DATASET EXCERPT>
****

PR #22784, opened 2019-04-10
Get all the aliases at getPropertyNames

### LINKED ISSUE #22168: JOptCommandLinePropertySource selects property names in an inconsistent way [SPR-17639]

****

EXERCISE> Give the data again, unchanged in every line.

ANSWER BELOW>
PR #22784, opened 2019-04-10
Get all the aliases at getPropertyNames

### LINKED ISSUE #22168: JOptCommandLinePropertySource selects property names in an inconsistent way [SPR-17639]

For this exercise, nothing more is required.